Earth’s Core Dynamics and Anomalous Seismic Activity
The acceleration of Earth’s rotation and the increase in centrifugal force are causing magma chambers to rise closer to the surface. This has increased geothermal heat flows, heated the base of tectonic platforms, and led to a rise in the number of earthquakes over the past two decades. As a result, new faults and fissures are forming, through which surface water is seeping into the Earth’s interior. The anomalous seismic activity observed in recent years is manifested in:
- An increase in the number, energy, magnitude, and hypocentral depth of earthquakes.
- Increased seismic activity on the ocean floor in the mid-ocean ridge regions, associated with the expansion of the planet due to rising magma.

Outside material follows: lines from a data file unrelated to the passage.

PR #41, opened 2026-08-06
RFC-26: Microkit: lifting the 62-channel limit

midnightveil:
Please see RFC description.

[View the rendered version here](https://github.com/au-ts/seL4-rfcs/blob/julia/microkit-api-changes/src/proposed/0260-microkit-api-changes.md).

Related: https://github.com/seL4/microkit/issues/526, https://github.com/seL4/microkit/issues/510, https://github.com/seL4/microkit/issues/362.

### DIFF
--- a/src/proposed/0260-microkit-api-changes.md
+++ b/src/proposed/0260-microkit-api-changes.md
@@ -6,24 +6,27 @@
   Based on the Rust RFC template at <https://github.com/rust-lang/rfcs>
 -->
 
-# Microkit API/Entrypoint Changes
+# Microkit: lifting the 62-channel limit
 
 - Author: Julia Vassiliki, UNSW
 - Proposed: 2026-08-06
 
 ## Summary
 
-We propose decoupling the 1:1 mapping the channel IDs used for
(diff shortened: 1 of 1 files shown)


src/proposed/0260-microkit-api-changes.md
```diff
@@ -0,0 +1,744 @@
...
+<!-- We replace <channel> elements with a new
+     <notification_channel> element to indicate
+     that these apply only to notifications (and IRQs)
+     In theory, this is unnecessary, but we'd need to
+     add something like ppcall_id="x". Maybe better? -->
+<notification_channel>
+    <!-- virtualiser would call microkit_notify(1)
+         to talk to PD "a".
+
+         - recv_id must lie in the range [0, 62],
```
Courtney3141, line 146: Did you switch rev_id and send_id here?

midnightveil: I don't think so? Receive ID corresponds to the ID in the badge that gets set during `seL4_Recv`.

midnightveil:
I've removed the details that now exist in RFC-27. This is probably worth a run over for coherency, which I'll do later once I can effectively do it.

- A high probability of approaching mega-earthquakes with magnitudes exceeding 9.5 on the Richter scale.
The shift in the Earth’s center of mass has been the primary factor disrupting the system’s equilibrium. This event has led to a dissonance between the Earth’s outer and inner layers, causing an increase in many natural disasters. In recent years, there has been an increase in earthquakes, volcanic eruptions, tsunamis, hurricanes, and other events.
The Influence of Climate on Earth’s Geological Stability
Changes in our planet’s magnetic field affect not only its internal structures but also its outer layers. Rising magma and volcanic activity lead to an increase in global temperature, which, in turn, affects the overall climate. Melting glaciers, rising sea levels, and an increase in extreme weather events destabilize tectonic plates and lead to additional earthquake risks.

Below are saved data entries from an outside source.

PR #42, opened 2026-08-14
RFC-27: Microkit Entrypoint/Deferred API Changes

midnightveil:
Please see RFC description.

This has been split off from #41 in order to focus these on narrower aspects. There is some relevant discussion there.

[View the rendered version here](https://github.com/au-ts/seL4-rfcs/blob/rfcs-notified-deferred/src/proposed/0270-microkit-entrypoint-deferred-changes.md).

### DIFF
--- a/src/proposed/0270-microkit-entrypoint-deferred-changes.md
+++ b/src/proposed/0270-microkit-entrypoint-deferred-changes.md
@@ -1,0 +1,352 @@
+<!--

Climate change leads to an uneven distribution of ice and water load on the Earth’s surface. Therefore, active tectonic zones may experience more frequent fault movements, leading to new earthquakes due to rapidly changing seismic conditions. Based on observations in the Sangre de Cristo Mountains of the Rockies, American scientists have concluded that fault shifts in areas freed from ice occur five times faster than when the peaks were covered by glaciers. Comparing the frequency of earthquakes in different geological epochs, it has been concluded that the seismic activity of the Rocky Mountains has become significantly higher in recent years.
Rising sea levels and changes in water temperature increase the overall mass of the oceans and, consequently, the forces acting on underwater tectonic plates. Seismic risks increase due to the danger of tsunamis, and coastal regions will become increasingly vulnerable as water levels rise. Storms, intense rains, or floods also affect seismic activity. For example, in 2020, during Hurricane Alex, a record rainfall of almost 600 millimeters in 24 hours in Mercantour, France, affected the region’s soil stability. Over the next three months, the monitoring system recorded about 200 mini-earthquakes with magnitudes of 2-2.5.
Scientists have not yet found answers to all the questions posed. However, it is evident that the extreme changes occurring in our planet’s core, primarily affecting its climate and geological stability, will lead to increased seismic risks in the coming years.